TImothy Addlepate, of Cheapside, Milliner, was so wonderfully afflicted with the Zelotypia Italica, that he constantly lock’d up his simpering red-hair’d spouse, when business call’d him abroad, and would hardly trust her with her aunt or grandmother. By rectifying his constitution with my true Covent-Garden Elixir, he is so intirely cured of the Icterus Martialis, or his old yellow distemper that now of his own accord he carries her to the play-house, sends her to all the balls, masquerades, and merry meetings in town; nay, trusts her alone at Epsom-Wells and Richmond, and will let her sit a whole afternoon with a gay smooth-fac’d officer of the guards at the tavern, and is never disturbed at it.
Jethro Lumm, at the sign of the Blue-ball and Spotted-horse, between a Cheesemonger’s and Perfumer’s shops in Ratcliff-high-way, by taking a few doses of my Pulvis Vermifugus, or my Antiverminous Powder, voided above 30000 worms of all sorts, as your Ascarides, Teretes, Hirudines, and so forth, in the space of 12 hours, one of which, by modest computation, was supposed long enough to reach from St. Leonard’s Shoreditch, to Tottenham high cross. I confess my medicine is a little bitter; but what says the learned Arabian philosopher Hamet Ben Hamet Ben Haddu Albumazar, A diadem will not cure the Apoplexy, nor a velvet slipper the Gout: And are not all the Antients as well as Neotorics agreed, that raro corpus sine vermibus. Therefore, my good friends, be advis’d in time.
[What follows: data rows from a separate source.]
PR #5, opened 2019-06-18
Create Makefile

pratikjagrut:
This PR adds Makefile with some basic lints and other useful targets.
[Jira task: ODC-1096](https://jira.coreos.com/browse/ODC-1096)

### DIFF
--- a/.yamllint
+++ b/.yamllint
@@ -1,0 +1,33 @@
+rules:
+  braces: enable
+  brackets: enable
+  colons: enable
+  commas: enable
+  comments:
+    level: warning
+  comments-indentation:
+    level: warning
+  document-end: disable
+  document-start: disable
+  empty-lines: enable
+  empty-values: enable
+  hyphens: enable
+  key-duplicates: enable
+  key-ordering: disable
+  line-length:
+    level: warning
+  new-line-at-end-of-file: disable
+  new-lines: enable
+  octal-values: enable
+  quoted-strings: disable
+  trailing-spaces: enable
+  truthy:
+    level: warning
+
+  # accept both     key:
+  #                   - item
+  #
+  # and             key:
+  #                 - item
+  indentation:
+    indent-sequences: whatever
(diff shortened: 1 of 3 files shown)


.yamllint
```diff
@@ -0,0 +1,33 @@
...
+  document-end: disable
+  document-start: disable
+  empty-lines: enable
+  empty-values: enable
+  hyphens: enable
+  key-duplicates: enable
+  key-ordering: disable
+  line-length:
+    level: warning
+  new-line-at-end-of-file: disable
```
Avni-Sharma: enable would be better I suppose

Makefile
```diff
@@ -0,0 +1,95 @@
...
+	  } \
+          else { \
+	    lastLine = $$0 \
+          } \
+        }' $(MAKEFILE_LIST)
+
+
+
+# By default the project should be build under GOPATH/src/github.com/<orgname>/<reponame>
+GO_PACKAGE_ORG_NAME ?= $(shell basename $$(dirname $$PWD))
```
Avni-Sharma: This won't be required as we are using go modules.

pratikjagrut: Its not standard go project path, if you look at it `goapth` is missing, we can add any path before it, it could be `gopath` or `dir_xyz` but for base or as default I took same path as pkg path in go. The variable GO_PACKAGE_PATH is currently not used anywhere but could be used for `Dockerfile` or for build location.

.yamllint
pratikjagrut: Enable is not required as as it will force for `\n` character at the end of file. '\n` character is must for files used by unix tools because of POSIX standards, and I don't think that our yaml files will be handled by any unix tool. But still I'll look into it to confirm.

Makefile
akashshinde: @Avni-Sharma Have we decided that we are going to use gomod for service-binding operator ?

.yamllint
baijum: In GitHub look at the end of this file. You can see a red icon with a circle and arrow. And if you mouse over, you can see a message: `No newline at end of file` I would prefer not to see a message like that.

Makefile
baijum: @akashshinde Yes, it is Go modules.

baijum:
@pratikjagrut Don't force push anything to your remote branch.

PR #6, opened 2019-06-18
Create environment variables from OLM descriptors

baijum:
Story: https://jira.coreos.com/browse/ODC-1057 
The backing operator cluster service version (CSV) resource is identified using the name of custom resource and optionally the version of the API. The CSV resource is used to extract the descriptors relevant for service binding. Descriptors which has URN starting with `urn:alm:descriptor:servicebinding:secret:` and `urn:alm:descriptor:servicebinding:configmap:` is considered as the relevant fields. The correspoding path value should be pointing to a Secret and ConfigMap objects respectively. Later, these objects is injected into application containers as environment variable.

The application container resources are identified using label selectors for the given kind of resource. In the absence resource kind, it will fall back to Deployment.

The Secret and ConfigMap resources are injected as envrironment variables in to the application containers.

Here is an example service binding request CR:

```
kind: ServiceBindingRequest
metadata:
spec:
  backingSelector:
    resourceName: database.example.org
    resourceVersion: v1alpha1
  applicationSelector:
    matchLabels:
      connects-to: postgres
      environment: production
    resourceKind: Deployment 
```

## TODO List

- [ ] Watch for deployments based on the label selectors


pkg/controller/servicebindingrequest/servicebindingrequest_controller.go
```diff
@@ -97,5 +100,47 @@ func (r *ReconcileServiceBindingRequest) Reconcile(request reconcile.Request) (r
...
+		return reconcile.Result{}, err
+	}
+
+	evList := []corev1.EnvVar{}
+
+	for _, crd := range csv.Spec.CustomResourceDefinitions.Owned {
+		for _, spec := range crd.SpecDescriptors {
+			pt := spec.Path
+			for _, xd := range spec.XDescriptors {
+				if strings.HasPrefix(xd, "urn:alm:descriptor:servicebinding:secret:") {
```
Avni-Sharma: Preferably it should  be servicebindingrequest instead of servicebinding

pkg/controller/servicebindingrequest/servicebindingrequest_controller_test.go
```diff
@@ -0,0 +1,90 @@
...
+			Namespace: namespace,
+		},
+		Spec: olmv1alpha1.ClusterServiceVersionSpec{
+			CustomResourceDefinitions: olmv1alpha1.CustomResourceDefinitions{
+				Owned: []olmv1alpha1.CRDDescription{
+					{
+						Name: "some name",
+						SpecDescriptors: []olmv1alpha1.SpecDescriptor{
+							{
+								XDescriptors: []string{"urn:alm:descriptor:servicebinding:secret:password", "aaa:ccc:aa"},
```
Avni-Sharma: servicebinding -> servicebindingrequest

pkg/controller/servicebindingrequest/servicebindingrequest_controller.go
baijum: Done. 414d93276e54cf11e225c11efbc514dc9dd067ac

pkg/controller/servicebindingrequest/servicebindingrequest_controller_test.go
baijum: Done. 414d93276e54cf11e225c11efbc514dc9dd067ac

Ezekiel Driver of Puddle-dock, Carman, having disordered his Pia mater with too plentiful a morning’s draught of three-threads and old Pharaoh, had the misfortune to have his car run over him. The whole street concluded him as good as dead, and the over-forward clerk of the parish had already set him down in the weekly-bills. Two applications of my Unguentum Traumaticum set him immediately to rights, and now he is coachman in ordinary to a Tallyman’s fat widow in Soho. Witness his hand E. D.
Elnathan Ogle, Anabaptist-teacher in Morefields over-against the Grasshopper and Greyhound, for want of being carefully rubb’d down by the pious females after his sudorifick exercise, had got the grease in his heels, and was so violently troubled with rheumatical pains, that he was no longer able to lay out himself for the benefit of his congregation. My Emplastrum Anodynum so effectually reliev’d him by twice using of it, that he has since shifted his profession, teaches the youth of Finsbury-fields to play at back-sword and quarter-staff, and has turn’d his conventicle in-for a fencing-school.
Marmaduke Thummington, at the Red-cow and 3 Travellers in Barbican, was possess’d with an obstreperous ill condition’d devil of a wife, whose everlasting clack incessantly thundering in his ears, had made him as deaf as a drum. His case was so lamentable, that a demiculverin shot over his head affected him no more than it would a man 20 miles off; he was insensible to all the betting and swearing of the loudest cock-match, that ever was fought by two contending counties; nay, at one of Mr. Bays’s fighting plays, would sit you as unconcern’d, as if he had been at a Quakers silent meeting. After all your Elmys, and other pretenders had despair’d of him, I undertook his cure, and with a few of my Otacoustical drops have so intirely recover’d him, that the society of Reformers have made him their chief director, and his hearing is so strangely improved, that at an eaves-dropping at a window, he can hear oaths that were never sworn, and bawdy that was never spoke.